According to previous calculations, we now began to make preparations to visit the brethren who had removed to the land of Missouri. Before going to Hiram to live with Father Johnson, my wife had taken two children (twins) of John Murdock, to bring up. She received them when only nine days old; they were now nearly eleven months. I would remark that nothing important had occurred since I came to reside in Father Johnson's house in Hiram; I had held meetings on the Sabbaths and evenings, and baptized a number. Father Johnson's son, Olmsted Johnson, came home on a visit, during which I told him if he did not obey the gospel the spirit he was of would lead him to destruction; and then [when] he went away, he would never return or see his father again.

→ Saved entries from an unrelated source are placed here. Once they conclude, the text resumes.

PR #235, opened 2016-03-26
Concurrency makeover

trehn:
This went better than expected. I chose a more traditional approach than asyncio, using Python's GIL-impaired pseudo threads.

Running the same `bw test -p 4 -P 4`:
* current master: 151 seconds, ~2 GB RAM peak
* this branch: 80 seconds, 152 MB RAM peak

Even a big `bw verify` that took 559 seconds on master now completes in just 205 seconds.  

There are a few things left to do:
* handling exceptions (currently there is no way to tell which node caused an exception)
* restoring Python 2.7 compatibility using https://pypi.python.org/pypi/futures
* theres a TODO marker about hook registration that needs investigating

### DIFF
--- a/bundlewrap/bundle.py
+++ b/bundlewrap/bundle.py
@@ -1,7 +1,6 @@
 # -*- coding: utf-8 -*-
 from __future__ import unicode_literals
 
-from copy import copy
 from os.path import exists, join
 
 from .exceptions import NoSuchBundle, RepositoryError
@@ -34,18 +33,6 @@ class Bundle(object):
         self.bundle_data_dir = join(self.repo.data_dir, self.name)
         self.bundle_file = join(self.bundle_dir, FILENAME_BUNDLE)
         self.metadata_file = join(self.bundle_dir, FILENAME_METADATA)
-
-    def __getstate__(self):
-        """
-        Removes cached items prior to pickling because their classes are
-        loaded dynamically and can't be pickled.
-        """
-        state = copy(self.__dict__)
-        try:
-            del state['_cache']
-        except KeyError:
-            pass
-        return state
 
     @cached_property
     def bundle_attrs(self):
--- a/bundlewrap/cmdline/__init__.py
+++ b/bundlewrap/cmdline/__init__.py
@@ -102,6 +102,7 @@ def main(*args, **kwargs):
         exit(2)
 
     io.debug_mode = pargs.debug
+    io.activate()
 
     if 'BWADDHOSTKEYS' in environ:  # TODO remove in 3.0.0
         environ.setdefault('BW_ADD_HOST_KEYS', environ['BWADDHOSTKEYS'])
--- a/bundlewrap/cmdline/__init__.py
+++ b/bundlewrap/cmdline/__init__.py
@@ -101,7 +101,7 @@ def main(*args, **kwargs):
         parser_bw.print_help()
         exit(2)
 
-    io.activate_as_parent(debug=pargs.debug)
+    io.debug_mode = pargs.debug
 
     if 'BWADDHOSTKEYS' in environ:  # TODO remove in 3.0.0
         environ.setdefault('BW_ADD_HOST_KEYS', environ['BWADDHOSTKEYS'])
--- a/bundlewrap/cmdline/apply.py
+++ b/bundlewrap/cmdline/apply.py
@@ -4,6 +4,7 @@ from __future__ import unicode_literals
 from datetime import datetime
 
 from ..concurrency import WorkerPool
+from ..exceptions import WorkerException
 from ..utils.cmdline import get_target_nodes
 from ..utils.text import bold
 from ..utils.text import error_summary, mark_for_translation as _
@@ -41,11 +42,15 @@ def bw_apply(repo, args):
 
             try:
                 result = worker_pool.get_result()
-            except Exception as exc:
+            except WorkerException as exc:
+                msg = "{}: {}".format(
+                    exc.kwargs['task_id'],
+                    exc.wrapped_exception,
+                )
                 if args['debug']:
-                    yield exc.traceback
-                yield str(exc)
-                errors.append(str(exc))
+                    yield exc.wrapped_exception.traceback
+                yield msg
+                errors.append(msg)
             else:
                 node_name = result['task_id']
                 if (
--- a/bundlewrap/cmdline/apply.py
+++ b/bundlewrap/cmdline/apply.py
@@ -4,9 +4,8 @@ from __future__ import unicode_literals
 from datetime import datetime
 
 from ..concurrency import WorkerPool
-from ..exceptions import WorkerException
 from ..utils.cmdline import get_target_nodes
-from ..utils.text import bold, red
+from ..utils.text import bold
 from ..utils.text import error_summary, mark_for_translation as _
 
 
@@ -25,58 +24,49 @@ def bw_apply(repo, args):
     start_time = datetime.now()
 
     with WorkerPool(workers=args['node_workers']) as worker_pool:
-        results = {}
-        while worker_pool.keep_running():
+        while pending_nodes or worker_pool.workers_are_running:
+            while pending_nodes and worker_pool.workers_are_available:
+                node = pending_nodes.pop()
+                worker_pool.start_task(
+                    node.apply,
+                    task_id=node.name,
+                    kwargs={
+                        'autoskip_selector': args['autoskip'],
+                        'force': args['force'],
+                        'interactive': args['interactive'],
+                        'workers': args['item_workers'],
+                        'profiling': args['profiling'],
+                    },
+                )
+
             try:
-                msg = worker_pool.get_event()
-            except WorkerException as e:
-                msg = "{} {}".format(red("!"), e.wrapped_exception)
+                result = worker_pool.get_result()
+            except Exception as exc:
                 if args['debug']:
-                    yield e.traceback
-                if not args['interactive']:
-                    msg = "{}: {}".format(e.task_id, msg)
-                yield msg
-                errors.append(msg)
-                continue
-            if msg['msg'] == 'REQUEST_WORK':
-                if pending_nodes:
-                    node = pending_nodes.pop()
-
-                    worker_pool.start_task(
-                        msg['wid'],
-                        node.apply,
-                        task_id=node.name,
-                        kwargs={
-                            'autoskip_selector': args['autoskip'],
-                            'force': args['force'],
-                            'interactive': args['interactive'],
-                            'workers': args['item_workers'],
-                            'profiling': args['profiling'],
-                        },
-                    )
-                else:
-                    worker_pool.quit(msg['wid'])
-            elif msg['msg'] == 'FINISHED_WORK':
-                node_name = msg['task_id']
-                if msg['return_value'] is not None:  # node skipped because it had no items
-                    results[node_name] = msg['return_value']
-
-                    if args['profiling']:
-                        total_time = 0.0
-                        yield _("  {}").format(bold(node_name))
-                        yield _("  {} BEGIN PROFILING DATA "
-                                "(most expensive items first)").format(bold(node_name))
-                        yield _("  {}    seconds   item").format(bold(node_name))
-                        for time_elapsed, item_id in results[node_name].profiling_info:
-                            yield "  {} {:10.3f}   {}".format(
-                                bold(node_name),
-                                time_elapsed.total_seconds(),
-                                item_id,
-                            )
-                            total_time += time_elapsed.total_seconds()
-                        yield _("  {} {:10.3f}   (total)").format(bold(node_name), total_time)
-                        yield _("  {} END PROFILING DATA").format(bold(node_name))
-                        yield _("  {}").format(bold(node_name))
+                    yield exc.traceback
+                yield str(exc)
+                errors.append(str(exc))
+            else:
+                node_name = result['task_id']
+                if (
+                    result['return_value'] is not None and  # node skipped because it had no items
+                    args['profiling']
+                ):
+                    total_time = 0.0
+                    yield _("  {}").format(bold(node_name))
+                    yield _("  {} BEGIN PROFILING DATA "
+                            "(most expensive items first)").format(bold(node_name))
+                    yield _("  {}    seconds   item").format(bold(node_name))
+                    for time_elapsed, item_id in result['return_value'].profiling_info:
+                        yield "  {} {:10.3f}   {}".format(
+                            bold(node_name),
+                            time_elapsed.total_seconds(),
+                            item_id,
+                        )
+                        total_time += time_elapsed.total_seconds()
+                    yield _("  {} {:10.3f}   (total)").format(bold(node_name), total_time)
+                    yield _("  {} END PROFILING DATA").format(bold(node_name))
+                    yield _("  {}").format(bold(node_name))
 
     error_summary(errors)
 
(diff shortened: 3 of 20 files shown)


trehn:
ready for review

vain:
Starting with `-p 8 -P 8`, I’m getting quite a few errors on a large `bw verify`, stuff like the following:

```
node1:nginx:file:/etc/nginx/sites-available/webapp: not enough values to unpack (expected 4, got 1)
node2:nginx:file:/etc/nginx/conf.d/ssl-ciphers.conf: list index out of range
node3:users:user:jdoe: list.remove(x): x not in list
```

I only see those with all those workers actually being active, i.e. everything’s fine when verifying single nodes or items. I also cannot reproduce the individual errors – things just happen to fail.

I’ll track them down, unless you say, “ah, shit, I know …” ;)

trehn:
one does not simply use threads...

the diverse nature of the exceptions sounds eerily similar to what I hoped I fixed in c57d2dd... (deepcopy uses pickle internally to duplicate stuff)

there was no single consistent error but all kinds of funny stuff like "cannot create instances of sys.version_info"

so unfortunately, I have no clue

vain:
Another whoopsie:

```
$ bw -d verify -p 8 -P 8 foo
...
  File "/home/void/git/bundlewrap/bundlewrap/cmdline/verify.py", line 81, in bw_verify
    result = worker_pool.get_result()
  File "/home/void/git/bundlewrap/bundlewrap/concurrency.py", line 66, in get_result
    raise WorkerException(exception, task_id=task_id, worker_id=worker_id)
bundlewrap.exceptions.WorkerException: list index out of range

During handling of the above exception, another exception occurred:

  File "/home/void/git/bundlewrap/bundlewrap/cmdline/__init__.py", line 65, in wrapper
    return f(*args, **kwargs)
  File "/home/void/git/bundlewrap/bundlewrap/cmdline/__init__.py", line 148, in main
    for line in output:
  File "/home/void/git/bundlewrap/bundlewrap/cmdline/verify.py", line 88, in bw_verify
    yield exc.wrapped_exception.traceback
AttributeError: 'IndexError' object has no attribute 'traceback'
```

The same would happen on `run` and `apply`.

trehn:
meh, looks like I can only get an exception *object* from the thread pool, but in Python 2 those objects don't hold the full traceback

trehn:
with `-p 8 -P 8` I'm also running into my default open files limit of 256, but most of the open files appear to be pipes used to control the threads

vain:
Couple more things:

-   I’m getting a lot of false negatives. For example, bw says “this path is not a directory, but it should be one!” The path in question is perfectly fine. Debugging showed that `file_output` is an empty string in `bundlewrap/utils/remote.py`:`get_path_type()`. Another issue is that sometimes installed packages are recognized as uninstalled.
-   We’re too fast for OpenSSH multiplexing now. I often see `ControlSocket /home/yaddayadda already exists, disabling multiplexing` (after I added some more debugging print statements) on STDERR of the ssh processes. I assume that we are now so fast that we spawn several OpenSSH processes at once – each of them thinking that he’s a master process because the control socket didn’t exist yet. It’s like running `$ for i in {1..8}; do ssh some.host.example.com /bin/true& done` which yields the same error message.
-   Unfortunately, disabling OpenSSH multiplexing does *not* eliminate all those weird errors, but they do appear *a lot* less often.
-   When disabling multiplexing, I’m getting connection timeouts instead (which are *not* related to the index and tuple errors). Opening one ssh connection per `operation.run()` is almost like a DoS attack. It’s too heavy. And, of course, without multiplexing, things are terribly slow. We *need* multiplexing.

This pretty much sucks because it’s a race condition in OpenSSH and we can’t properly fix that. I can only think of an obvious workaround: Don’t spawn all those ssh processes at once. Something as ugly as this might help:

```python
class Node(object):
    def __init__(self):
        self.first_ssh = True
        self.first_ssh_lock = Lock()

    def run(self, ...):
        self.first_ssh_lock.acquire()
        if self.first_ssh:
            self.first_ssh = False
            run_via_ssh('/bin/true')
            sleep(1)
        self.first_ssh_lock.release()
        ...
```

Yeah, I don’t like that either.

trehn:
Why the `sleep(1)`? Shouldn't the control socket be up by the time `run_via_ssh()` returns?

Also, if we do that, we should probably just go ahead and pass `-o ControlMaster...` on our SSH command line. I doubt it'll be a real issue in terms of backwards compatibility. It can still be disabled per node and globally on the command line. This will provide a way better experience for new users who haven't set it up in their SSH config. Also, it enables us to NOT do the `run_via_ssh("/bin/true")` when multiplexing isn't used.

Regarding the DoS situation without multiplexing, we could implement a per-node limit of item workers that caps `-P` passed on the command line. That seems a little over-engineered though.

That just leaves us with the overall weirdness going on. :(

trehn:
Maybe tomorrow I'll have time to create an alternative implementation based on asyncio and then we can see how that goes...

vain:
> Why the sleep(1)? Shouldn't the control socket be up by the time run_via_ssh() returns?

Errr, yes, of course. Brainfart on my end.

> Also, if we do that, we should probably just go ahead and pass -o ControlMaster... on our SSH command line.

:+1:

> Regarding the DoS situation without multiplexing, we could implement a per-node limit of item workers that caps -P passed on the command line.

Hmm, not sure. The server/network decides how many connections are “too much”. I don’t think we can limit `-P` in a meaningful way.

Frohe Ostern.

trehn:
I meant "per-node limit" as in "configurable per-node". Then again its probably better to configure a default number of item workers on a group/node level in the repo and then be able to *override* that with `-P`...

Frohe Ostern.

trehn:
Initial performance numbers on asyncio are encouraging. 102 seconds vs. 341 on master for a `bw test -p -P 4`. This is without actually using any async IO; just balancing tasks on the item level without any parallelism.

Next up would be `bw verify`, but I haven't done that yet. The problem here is that now we're dealing with stuff that really is slow IO. In order to handle this efficiently, I'd have to convert every function call from `main()` down to every single call to `run()` (where we shell out to `ssh`). "Convert" in this case means changing `def foo():` to `async def foo():` and `result = foo()` to `result = await foo()`. That is a lot of layers. The API for custom items would also be affected. Oh and we'd depend on Python 3.5. There is no sensible backwards compatibility to be had.

Pros:
* Speed
* Memory usage
* the basic WorkerPool API from this branch can be kept
 
Cons:
* requires bump to 3.0 just weeks after 2.0 (though most users won't have to touch their repo)
* codebase littered with `await` and `async def`

trehn:
Ugh, nope.jpg.

The restructuring and noise required for asyncio is a deal breaker. `@cached_property` breaks. Now I *did* write an `@async_cached_property`, but that doesn't solve the problem. Because one property must now only ever be called synchronously **or** asynchronously. You can't asynchronously wait for the result and the get the cached version in synchronous calls. `PathInfo` also breaks. And I can't fix that at all without rewriting the entire thing. And that's just getting started in `bw verify`, so there may very well be more problems like this down the road/stack.

So I guess I'm abandoning that effort for now. Just hoping we can unfuck this threading branch.

trehn:
@vain thereifixedit.jpg... 

The problem goes away when we're not using the whole LineBuffer apparatus (which is a good idea anyway since it is only required for `bw run`).

vain:
Can't confirm fixed yet. A `bw verify` is *extremely* slow now. :-) I'll do more debugging tomorrow morning.

trehn:
wtf, now it just hangs

trehn:
adfghsfghjdghj sfdghhjblsdfgp aidfuhg adsfh agiodfghs

vain:
Debugging shows that bw hangs at the first `ssh_process.communicate()`, i.e. the one running `true`.

`strace` shows that the actual ssh process (the one running `true`) has terminated properly. Python is waiting for the forked master process. And here's why.

OpenSSH does triple forking and calls `setsid()` which looks fine. OpenSSH also redirects stdin and stdout to `/dev/null` before forking the master process. They do *not* touch stderr, however, which means that our Python pipe will be inherited by the master process. Python then waits for this pipe to close, which happens as soon as the OpenSSH master process dies.

Please don't ask me why we haven't seen this before.

Here's a simple C program which tries to emulate OpenSSH's forking behaviour:

```C
#include <fcntl.h>
#include <stdio.h>
#include <stdlib.h>
#include <unistd.h>

int
main()
{
    pid_t child;
    int null;

    if (fork() == 0)
    {
        null = open("/dev/null", O_RDWR);
        dup2(null, 0);
        dup2(null, 1);
        close(null);
        if (fork() == 0)
        {
            setsid();
            if ((child = fork()) == 0)
            {
                execlp(
                    "/bin/sleep",
                    "sleep",
                    "5",
                    NULL
                );
                perror("execlp");
                exit(1);
            }
            fprintf(stderr, "\"master\" pid: %d\n", child);
        }
    }

    exit(0);
}
```

And here's Python code to call it:
```python
#!/usr/bin/env python

from subprocess import Popen, PIPE

ssh_process = Popen(
    [
        "./bla3",
    ],
    stdin=PIPE,
    stderr=PIPE,
    stdout=PIPE,
)

print("before")
ssh_process.communicate()
print("after")
```

You'll note that this hangs as well. It takes 5 seconds for `after` to appear. Eliminating `stderr=PIPE` fixes the problem.

So much for the analysis. How can we fix this in bw? Could be as simple as this: Don't use the generic `operations::run()` but a special version which does not redirect stderr. The sad thing is, we won't be able to catch output on stderr -- we never will.

trehn:
Wow.

Can't dig into that right now, will try tonight. Spontaneous thought: If we can't capture stderr anyway, can we use `ssh -t`? That would remove the requirement to remove the `requiretty` option (yay words) from sudoers before using bw. But I'm not sure what the side effects would be.

vain:
I think I know why we're sometimes getting empty reads.

Have a look at https://github.com/bundlewrap/bundlewrap/blob/master/bundlewrap/operations.py#L16. The following can happen:

1.  The thread A sleeps on `select()` and eventuall times out.
1.  The scheduler chooses another thread B to run. Our thread A is paused right after having returned from `select()`.
1.  Data becomes available for thread A (but that thread's not running).
1.  `ssh` quits and we reach line 141 in `run()`, thus we set the quit event and wait for the two threads two join.
1.  The scheduler finally chooses our thread A again. It's now running again.
1.  The thread sees `r` being empty and decides it has to go to the `elif` branch.
1.  The thread sees the quit event being set and exits. Data still in the buffer is lost.

I don't have a fix yet. But, yes, this can still happen.

trehn:
Nice catch. Wouldn't the fix simply be trying to read one more time before `return`ing?

vain:
Not sure yet.

Fun fact, please see my comment here: https://github.com/bundlewrap/bundlewrap/blob/master/bundlewrap/operations.py#L130 Oops. Reinventing the wheel makes learning faster, hum?

vain:
Okay, let's go through this one last time.

We're using `stdout=PIPE`, that's fine. stdin is not a problem either.

For stderr, we can't use `stderr=PIPE` because of the `ControlMaster` and pipe inheritance fsckup. In other words, we will *never* be able to tell, "yeah, there's no more data on stderr" because we are not able to get an EOF. We can only make a good guess about it. Even if we do another `select() + read()` after receiving the quit event, I wouldn't be 100% sure that we can catch all data. Granted, ssh has already exited, but are you *sure* that all data written by ssh is already available on our end of the pipe? We can only be *sure* about that if we were to read an EOF. But we won't get an EOF. It's impossible.

Right now, I don't see a way to get this *right*. The best we can do is "do another `select() + read()` after receiving the quit event".

I'll go through OpenSSH's source code, maybe there's a way to turn off stderr for the master process ...

vain:
Nah, can't be turned off in OpenSSH.

[Here](https://anongit.mindrot.org/openssh.git/tree/ssh.c#n1429) is where stdin and stdout are being closed. Right below, there's a call to `daemon(1, 1);` and that second `1` means `noclose = true`, so the descriptors are not being closed in [`daemon()`](https://anongit.mindrot.org/openssh.git/tree/openbsd-compat/daemon.c).

It was worth a try.

trehn:
I would prefer to undo splitting up `run()` and `run_with_log()`, i.e. also read stdout ourselves instead of using `stdout=PIPE`.

vain:
Why? You wouldn't be able to use the same `output_thread_body()` for both the streams. The version for stdout must wait/read until an EOF occurs, the version for stderr must make a best effort. Standard `stdout=PIPE` does just what we want.

trehn:
We have to have a working thread reader for stdout for `bw run` anyway. So why not use it all the time?

trehn:
I was thinking something like this (everything else as it was before 9a40cd):

```python
def output_thread_body(line_buffer, read_fd, quit_event, read_until_eof):
    while True:
        r, w, x = select([read_fd], [], [], 0.1)
        if r:
            chunk = read(read_fd, 1024)
            if chunk:
                line_buffer.write(chunk)
            else:  # EOF
                return
        elif quit_event.is_set() and not read_until_eof:
            return
```

`read_until_eof` is set to `True` for stdout, `False` for stderr

Spoiler: it hangs, not sure yet why

vain:
Probably hangs because $see_my_long_comment_around_line_145? :)

Yeah, I'm fine with doing things that way.

trehn:
I pushed something. It seems to work. Will probably find the next broken thing in about 10 minutes.

trehn:
Still have to update the comments of course.

vain:
I just ran a large `bw verify` and a small `bw apply -i`, both ran fine. :+1:

trehn:
I look forward to the next time we have to mess with this code.

trehn:
Still broken. I'm starting to believe we need to completely change the way we generate metadata.

Lets say we have a **primary** node that we're interested in because we doing a `bw verify` on it. That **primary** node has a metadata processor like this:

```python
def primary(metadata):
    metadata['foos'] = []    
    for secondary_node in repo.nodes_in_group("secondaries"):
        if 'foo' in secondary_node.partial_metadata:
            metadata['foos'].append(secondary_node.partial_metadata['foo'])
    return metadata
```

But our secondary nodes have a slow metadata processor:

```python
def metaproc(metadata):
    time.sleep(100)
    metadata['foo'] = 5
    return metadata
```

Currently when we're generating metadata for a node, we're running and rerunning them, until no metadata processor **on that node** returns changed metadata. However, there is no means by which the secondary node can notify the primary node that it has completed processing its metadata. The primary will contend itself with whatever it received as `secondary_node.partial_metadata`.

Thinking further outside the box, we can imagine chains of dependencies in node metadata. E.g. metadata for node 1 depends on metadata of node 2, which in turn depends on metadata of node 3.

Since bw cannot however predict or inspect these dependencies, we'd have to bruteforce our way through **all** metadata processors on **all** nodes until **none** of them return changed metadata. It's totally irrelevant which nodes are actually *targeted* in a `bw apply` or `bw verify`. Any single node we might be targeting may depend on metadata on *any other* node in the repo.

So we're running into some very serious performance concerns here.

trehn:
Phew, that seems to fix it. I know, I said that before.

The performance impact is not that significant after all. Around 7s for a certain large repo.

vain:
Alright, appears to be working. I also didn't see a noticeable delay. The "processing dependencies" job is much worse.

(btw, I think `float` should be added to `METADATA_TYPES`.)

trehn:
I deliberately left that out because I'm not sure how float equality holds up when comparing metadata processor results. In my mind `float == float` is always a bad idea. Correct me if I'm wrong.

vain:
Blerch. Yes, you're probably right.

trehn:
Jetzt haben wir den Salat.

He went to the Southern States and Mexico; on his return took sick and died in Virginia. In addition to the apostate Booth, Simonds Rider, Eli Johnson, Edward Johnson, and John Johnson, Jr., had apostatized.
|Joseph was sleeping on the trundle bed, as pictured, when he was dragged by the mob from this room of the Johnson house.|
On the 25th of March, the twins before-mentioned, which had been sick of the measles for some time, caused us to be broke of our rest in taking care of them, especially my wife. In the evening I told her she had better retire to rest with one of the children, and I would watch with the sickest child. In the night she told me I had better lay down on the trundle-bed, and I did so, and was soon after awoke by her screaming "Murder!" when I found myself going out of the door, in the hands of about a dozen men; some of whose hands were in my hair, and some hold of my shirt, drawers, and limbs. The foot of the trundle-bed was towards the door, leaving only room enough for the door to swing. My wife heard a gentle tapping on the windows which she then took no particular notice of, (but which was unquestionably designed for ascertaining whether we were all asleep,) and soon after the mob burst open the door and surrounded the bed in an instant, and, as I said, the first I knew I was going out of the door in the hands of an infuriated mob. I made a desperate struggle, as I was forced out, to extricate myself, but only cleared one leg, with which I made a pass at one man, and he fell on the doorsteps. I was immediately confined again; and they swore by God, they would kill me if I did not be still, which quieted me. As they passed around the house with me, the fellow that I kicked came to me and thrust his hand into my face, all covered with blood, (for I hit him on the nose,) and with an exulting horse-laugh, muttered: "Ge, gee, [expletive], I'll fix ye."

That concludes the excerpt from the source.